A Vale divulgou nesta semana o balanço financeiro do primeiro trimestre de 2026, com resultados positivos impulsionados pelo aumento das vendas e pela valorização das commodities no mercado internacional. O EBITDA proforma — indicador que mede o lucro antes de juros, impostos, depreciação e amortização — alcançou US$ 3,9 bilhões, alta de 21% em relação ao mesmo período de 2025. Já o lucro líquido proforma chegou a R$ 10 bilhões, ante R$ 8,6 bilhões no ano anterior. Em dólares, o lucro avançou 29%, passando de US$ 1,5 bilhão para US$ 1,9 bilhão.
Os investimentos de capital da companhia somaram US$ 1,1 bilhão no período, dentro da projeção anual estimada entre US$ 5,4 bilhões e US$ 5,7 bilhões. Apesar do crescimento, o resultado ficou ligeiramente abaixo das expectativas do mercado, que projetava cerca de US$ 2 bilhões de lucro, segundo dados da LSEG.
O desempenho foi puxado principalmente pelo segmento de minério de ferro, cujo EBITDA atingiu US$ 2,9 bilhões. Já a unidade de metais básicos dobrou o resultado, passando de US$ 600 milhões para US$ 1,2 bilhão.

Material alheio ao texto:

PR #22489, opened 2026-07-29
fix(reader-file): normalize required extensions and file suffixes for case‑insensitivity

zsuroy:
# Description

**Normalize required extensions and file suffixes for case‑insensitivity**

Add `_get_norm_exts` helper to lowercase required extensions at init. Update filter logic to compare lower‑cased file suffixes at runtime against normalized extensions.
Add tests for case‑insensitive required_exts handling. Add test ensuring files with uppercase on‑disk suffixes are included.

Fixes # (issue)

SimpleDirectoryReader previously compared file suffixes (ref.suffix) against required_exts verbatim, making the match case-sensitive. On case-insensitive filesystems such as Windows, this caused files with uppercase suffixes (e.g. 1.PDF, 2.MD) to be missed, regardless of whether the caller passed upper- or lower-case required_exts.

## New Package?

- [x] No

## Version Bump?

- [ ] Yes
- [x] No

## Type of Change

## How Has This Been Tested?

## Suggested Checklist:

### DIFF
--- a/llama-index-core/llama_index/core/readers/file/base.py
+++ b/llama-index-core/llama_index/core/readers/file/base.py
@@ -278,7 +278,7 @@ class SimpleDirectoryReader(BaseReader, ResourcesReaderMixin, FileSystemReaderMi
         self.recursive = recursive
         self.exclude_hidden = exclude_hidden
         self.exclude_empty = exclude_empty
-        self.required_exts = required_exts
+        self.required_exts = self._get_norm_exts(required_exts)
         self.num_files_limit = num_files_limit
         self.raise_on_error = raise_on_error
         _Path = Path if is_default_fs(self.fs) else PurePosixPath
@@ -300,6 +300,14 @@ class SimpleDirectoryReader(BaseReader, ResourcesReaderMixin, FileSystemReaderMi
         self.file_extractor = file_extractor or {}
         self.file_metadata = file_metadata or _DefaultFileMetadataFunc(self.fs)
         self.filename_as_id = filename_as_id
+
+    @staticmethod
+    def _get_norm_exts(
+        required_exts: Optional[list[str]] = None,
+    ) -> Optional[list[str]]:
+        if required_exts is not None:
+            return [ext.lower() for ext in required_exts]
+        return None
 
     def is_hidden(self, path: Path | PurePosixPath) -> bool:
         return any(
@@ -389,7 +397,8 @@ class SimpleDirectoryReader(BaseReader, ResourcesReaderMixin, FileSystemReaderMi
             skip_because_hidden = self.exclude_hidden and self.is_hidden(ref)
             skip_because_empty = self.exclude_empty and self.is_empty_file(ref)
             skip_because_bad_ext = (
-                self.required_exts is not None and ref.suffix not in self.required_exts
+                self.required_exts is not None
+                and ref.suffix.lower() not in self.required_exts
             )
             skip_because_excluded = ref in rejected_files
             if not skip_because_excluded:
--- a/llama-index-core/tests/readers/file/test_base.py
+++ b/llama-index-core/tests/readers/file/test_base.py
@@ -82,6 +82,54 @@ def test_SimpleDirectoryReader_recursive(data_path):
     ]
 
 
+def test_SimpleDirectoryReader_required_exts_case_insensitive(data_path):
+    # stored extensions are lower-cased
+    r = SimpleDirectoryReader(input_dir=data_path, required_exts=[".MD", ".TXT"])
+    assert r.required_exts == [".md", ".txt"]
+    # only .md / .txt files (non-recursive) are kept
+    assert [f.name for f in r.input_files] == ["excluded_0.txt", "file_0.md"]
+
+    # uppercase required_exts still match lowercase file suffixes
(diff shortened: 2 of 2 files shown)


zsuroy:
@logan-markewich

ErenAta16 (commented):
`_get_norm_exts` returns `None` for any falsy input, so `required_exts=[]` changes meaning: it used to select nothing, now it selects everything.

Directory with `a.md`, `b.txt`, `C.MD`, `D.TXT`, `e.pdf`:

| `required_exts` | main | this PR |
|---|---|---|
| `None` | all 5 | all 5 |
| `[]` | `ValueError: No files found` | **all 5** |
| `[".md"]` | `a.md` | `a.md`, `C.MD` |
| `[".MD"]` | `C.MD` | `a.md`, `C.MD` |
| `[".md", ".txt"]` | `a.md`, `b.txt` | all 4 |

Rows 3-5 are the point of the PR and they work. Row 2 is a side effect: `if required_exts:` is falsy for `[]`, so the empty list turns into "no filter". Someone building the list programmatically (`required_exts=[e for e in cfg.exts if ...]`) currently gets an explicit `No files found`; after this they'd silently ingest the whole tree. `if required_exts is not None:` keeps rows 3-5 and leaves row 2 alone.

Separately, `required_exts=["md"]` (no leading dot) still matches nothing, on both sides — `Path.suffix` always includes the dot. Not this PR's job, but since `_get_norm_exts` is the new place where the list gets normalised, that's where a dot would go if you wanted to cover it.

Measured on `llama-index-core` @ 247c371 with the PR applied, Python 3.10.12.

zsuroy:
> `_get_norm_exts` returns `None` for any falsy input, so `required_exts=[]` changes meaning: it used to select nothing, now it selects everything.
> 
> Directory with `a.md`, `b.txt`, `C.MD`, `D.TXT`, `e.pdf`:
> 
> `required_exts`	main	this PR
> `None`	all 5	all 5
> `[]`	`ValueError: No files found`	**all 5**
> `[".md"]`	`a.md`	`a.md`, `C.MD`
> `[".MD"]`	`C.MD`	`a.md`, `C.MD`
> `[".md", ".txt"]`	`a.md`, `b.txt`	all 4
> Rows 3-5 are the point of the PR and they work. Row 2 is a side effect: `if required_exts:` is falsy for `[]`, so the empty list turns into "no filter". Someone building the list programmatically (`required_exts=[e for e in cfg.exts if ...]`) currently gets an explicit `No files found`; after this they'd silently ingest the whole tree. `if required_exts is not None:` keeps rows 3-5 and leaves row 2 alone.
> 
> Separately, `required_exts=["md"]` (no leading dot) still matches nothing, on both sides — `Path.suffix` always includes the dot. Not this PR's job, but since `_get_norm_exts` is the new place where the list gets normalised, that's where a dot would go if you wanted to cover it.
> 
> Measured on `llama-index-core` @ [247c371](https://github.com/run-llama/llama_index/commit/247c37168b52dcb0db91981602bf0263297bdeca) with the PR applied, Python 3.10.12.

@ErenAta16  Thanks for the thorough review! Great catch on this regression 🙏

You're right — if required_exts: was falsy for [], which silently turned an empty list into "no filter" and ingested the whole tree, breaking the prior No files found behavior for programmatic callers.

Fixed in the latest push: changed the guard to if required_exts is not None:, so [] now normalizes to [] (still filters out everything) while None keeps meaning "no filter". Rows 3–5 in your table are unaffected.

Added two tests to lock this in:

1. `test_SimpleDirectoryReader_required_exts_empty_list` — `required_exts=[]` still raises ValueError: No files found in.
2. `test__get_norm_exts` — covers `None → None, [] → []`, and case normalization in one unit test.

Re: the missing-leading-dot case (["md"] matching nothing) — agreed it's out of scope here. _get_norm_exts is a reasonable home for that normalization if we want to tackle it later, but I'll leave it as a separate change to avoid scope creep.

**All checks green** locally: ruff format, ruff check, mypy, codespell, and the full test_base.py suite (27 passed).

ErenAta16 (commented):
Checked the new push and it does what it needs to.

`_get_norm_exts` now distinguishes the two cases properly:

```python
if required_exts is not None:
    return [ext.lower() for ext in required_exts]
return None
```

so `[]` survives as `[]`. Tracing that through the call site confirms the old behaviour is back: `self.required_exts is not None` is `True`, `ref.suffix.lower() not in []` is `True` for every file, everything is skipped, and the reader raises `No files found in`. `None` still short-circuits on the first condition and filters nothing.

The two tests cover the right things rather than the easy things. `test__get_norm_exts` pins `None is None` and `[] == []` as separate assertions, which matters because the natural simplification back to `if required_exts:` would break only the second one, and it would break it silently. And `test_SimpleDirectoryReader_required_exts_empty_list` asserting on the `ValueError` rather than on an empty result list is the stronger form, since it pins the observable behaviour a programmatic caller actually depends on.

Adding `.lower()` on the `ref.suffix` side too closes the other half of the case problem; a `.MD` file on disk now matches a `.md` entry, not just the reverse.

Agreed on leaving the missing-leading-dot case (`["md"]`) out. It is a different decision, since fixing it means either silently rewriting user input or rejecting it, and that deserves its own discussion rather than riding along here.

Nothing further from me.

PR #22492, opened 2026-07-29
fix: account for merging_separator length in SemanticDoubleMergingSplitter size guards

ErenAta16:
# Description

`SemanticDoubleMergingSplitterNodeParser` checks whether a merge will fit inside `max_chunk_size` by adding a literal `1`, `2` or `3` for the separators the join is about to insert:

```python
if len(chunk) + len(sentence) + 1 <= self.max_chunk_size:
    ...
    chunk = self.merging_separator.join(chunk_sentences)
```

That held while the separator was hard-coded to a single space. `merging_separator` became configurable in #18027 and these constants weren't updated, so any separator longer than one character makes the guard under-count and the resulting chunk goes over `max_chunk_size`.

Six guards are affected: three in `_create_initial_chunks`, three in `_merge_initial_chunks` (`+ 1`, `+ 2`, `+ 3` for the one-, two- and three-way merges).

Reproduced with `_similarity` stubbed to `1.0`, so only the size arithmetic decides where chunks end. `max_chunk_size=100`, `merging_range=1`, sweeping every `["A" * a, "B" * (99 - a)]` pair:

| separator length | worst overshoot before | after |
|---|---|---|
| 1 (default) | 0 | 0 |
| 2 | 1 | 0 |
| 4 | 3 | 0 |
| 8 | 7 | 0 |
| 16 | 15 | 0 |

The overshoot is `len(separator) - 1` per join. It's not bounded at one join either — `_create_initial_chunks` appends sentence by sentence, so it accumulates: `["A" * 50, "B" * 20, "C" * 20]` with a 7-character separator comes back as a single 104-character chunk against `max_chunk_size=100`.

Replaced the literals with `len(self.merging_separator)` (and `2 *` / `3 *` for the multi-way merges).

Fixes # (no open issue)

## New Package?

- [ ] Yes
- [x] No

## Version Bump?

- [ ] Yes
- [x] No

## Type of Change

## How Has This Been Tested?

`test_multi_character_merging_separator_respects_max_chunk_size` and `test_merging_never_exceeds_max_chunk_size` (parametrised over separator lengths 1/2/4/8/16) in `llama-index-core/tests/node_parser/test_semantic_double_merging_splitter.py`.

Stashing only `semantic_double_merging_splitter.py` gives `5 failed, 5 passed, 6 skipped`; the `[1]` case passes on both sides, which is the point — the default separator is unaffected. With the change: `10 passed, 6 skipped`.

Behaviour on the default separator is unchanged: I ran 300 randomised inputs (2-25 sentences, random lengths, `max_chunk_size` in {50, 100, 200}, `merging_range` in {1, 2}, deterministic stubbed similarity) through `_create_initial_chunks` + `_merge_initial_chunks` before and after, and the outputs are byte-identical.

## Suggested Checklist:

### DIFF
--- a/llama-index-core/llama_index/core/node_parser/text/semantic_double_merging_splitter.py
+++ b/llama-index-core/llama_index/core/node_parser/text/semantic_double_merging_splitter.py
@@ -256,19 +256,23 @@ class SemanticDoubleMergingSplitterNodeParser(NodeParser):
 
     def _create_initial_chunks(self, sentences: List[str]) -> List[str]:
         initial_chunks: List[str] = []
+        # Every join below inserts one `merging_separator`, so the size guards have to account
+        # for its real length instead of assuming a single character.
+        separator_len = len(self.merging_separator)
         chunk = sentences[0]
         new = True
         for sentence in sentences[1:]:
             if new:
                 if (
                     self._similarity(chunk, sentence) < self.initial_threshold
-                    and len(chunk) + len(sentence) + 1 <= self.max_chunk_size
+                    and len(chunk) + len(sentence) + separator_len
+                    <= self.max_chunk_size
                 ):
                     initial_chunks.append(chunk)
                     chunk = sentence
                     continue
                 chunk_sentences = [chunk]
-                if len(chunk) + len(sentence) + 1 <= self.max_chunk_size:
+                if len(chunk) + len(sentence) + separator_len <= self.max_chunk_size:
                     chunk_sentences.append(sentence)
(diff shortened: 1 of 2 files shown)


ErenAta16:
Force-pushed to drop the second commit on this branch, which changed `PydanticOutputParser.format()` to `escape_json=False`. #22380 (2026-07-17) already carries that exact change and predates it, so it does not belong here.

This PR is now the `merging_separator` size-guard fix only: `semantic_double_merging_splitter.py` plus its test (+52 -6, 2 files). Behaviour is unchanged for the default single-character separator.

PR #22494, opened 2026-07-29
fix(core): pass docstring param descriptions into Pydantic schema at creation time

### LINKED ISSUE #22413: [Bug]: Docstring Args descriptions silently missing from FunctionTool schema sent to the LLM

feiiiiii5:
## Problem

`FunctionTool.from_defaults()` parses per-parameter descriptions from the docstring but they never reach the schema sent to the LLM (`to_openai_tool()` / `model_json_schema()`), because they're assigned to `model_fields[...].description` **after** the Pydantic v2 model is built.

Pydantic v2 freezes the core schema at `create_model()` time. `model_json_schema()` reads from the frozen core schema, not from `model_fields`. Mutating `model_fields[...].description` post-construction is a write to a structure the schema generator doesn't read — the descriptions are stored but never emitted.

**Result**: the LLM receives a tool where every parameter has a name + type but no semantic context. For `query: str` the LLM infers intent from the name, but for `top_k: int` (higher = more or less selective?), `threshold: float` (0.9 = strict or lenient?), `mode: str` (what are the valid values?) — the LLM guesses, and the guess is structurally valid but semantically wrong.

Fixes #22413

## Root Cause

In `function_tool.py`:
```python
fn_schema = create_schema_from_function(...)  # Pydantic v2 freezes core schema here
if fn_schema is not None and param_docs:
    for param_name, field in fn_schema.model_fields.items():
        if not field.description and param_name in param_docs:
            field.description = param_docs[param_name].strip()  # write-after-freeze: never read by schema generator
```

## Fix

Pass `param_descriptions` into `create_schema_from_function()` so descriptions land in the `FieldInfo` objects **before** `create_model()` freezes the core schema:

1. **`utils.py`**: Add `param_descriptions` parameter to `create_schema_from_function()`. Use docstring descriptions as fallback when no `Annotated`/`Field` description is present.
2. **`function_tool.py`**: Pass `param_docs` to `create_schema_from_function()`. Remove the post-hoc mutation.

## Tests

Added 3 new tests:
- `test_docstring_descriptions_reach_json_schema`: Round-trip test verifying descriptions survive from docstring → `model_fields` → `model_json_schema()` → `to_openai_tool()` (Google-style docstring)
- `test_docstring_descriptions_reach_json_schema_sphinx_style`: Same round-trip for Sphinx-style docstrings
- `test_annotated_description_takes_precedence_over_docstring`: Verifies `Annotated` descriptions are not overridden by docstring descriptions

All 60 tests in `tests/tools/` pass.

## AI Disclosure

AI-assisted debugging/initial draft/testing with human review of the diff and test scope (per the contribution workflow).

### DIFF
--- a/llama-index-core/llama_index/core/tools/function_tool.py
+++ b/llama-index-core/llama_index/core/tools/function_tool.py
@@ -244,11 +244,8 @@ class FunctionTool(AsyncBaseTool):
                     fn_to_parse,
                     additional_fields=None,
                     ignore_fields=ignore_fields,
+                    param_descriptions=param_docs,
                 )
-                if fn_schema is not None and param_docs:
-                    for param_name, field in fn_schema.model_fields.items():
-                        if not field.description and param_name in param_docs:
-                            field.description = param_docs[param_name].strip()
 
             tool_metadata = ToolMetadata(
                 name=name,
--- a/llama-index-core/llama_index/core/tools/utils.py
+++ b/llama-index-core/llama_index/core/tools/utils.py
@@ -3,6 +3,7 @@ from typing import (
     Any,
     Awaitable,
     Callable,
+    Dict,
     List,
     Optional,
     Tuple,
@@ -25,6 +26,7 @@ def create_schema_from_function(
         List[Union[Tuple[str, Type, Any], Tuple[str, Type]]]
     ] = None,
     ignore_fields: Optional[List[str]] = None,
+    param_descriptions: Optional[Dict[str, str]] = None,
 ) -> Type[BaseModel]:
     """
     Create schema from function.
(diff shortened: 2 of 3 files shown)


feiiiiii5:
Closing this as superseded: the same fix has already landed on `main`. Current `main` passes `param_descriptions` into `create_schema_from_function()` with per-doc `.strip()`, and the `FieldInfo` branch uses `FieldInfo.merge_field_infos()` (which preserves all field attributes and avoids mutating the caller’s instance) — a more robust version of the same approach this PR proposed.

Nothing in this PR is left unaddressed on `main`; closing to keep the queue clean. Thanks for the review time.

Em termos operacionais, o volume de vendas de minério de ferro cresceu 4%, enquanto o cobre avançou 11% e o níquel, 15%. Os preços também subiram: o minério de ferro foi negociado a US$ 95,8 por tonelada (+6%), o cobre teve alta de 48%, alcançando US$ 13.143 por tonelada, e o níquel subiu 6%, chegando a US$ 17.015 por tonelada.
Segundo o presidente da companhia, Gustavo Pimenta, os resultados refletem a execução de projetos estratégicos e melhorias operacionais. Ele destacou o aumento da produção e a redução de custos como fatores relevantes para o desempenho no período.
Por outro lado, a valorização do real frente ao dólar impactou os custos. O custo caixa C1 do minério de ferro subiu 12%, atingindo US$ 23,6 por tonelada. Já o custo do cobre apresentou resultado negativo, influenciado por receitas de subprodutos.
A dívida líquida expandida da empresa fechou o trimestre em US$ 17,8 bilhões, aumento de US$ 2,2 bilhões em relação ao trimestre anterior. De acordo com a Vale, o crescimento está relacionado ao pagamento de remuneração aos acionistas, parcialmente compensado pela geração de caixa.
A companhia também informou que adquiriu US$ 74 milhões em ações próprias entre janeiro e março, dentro do programa de recompra iniciado em 2025.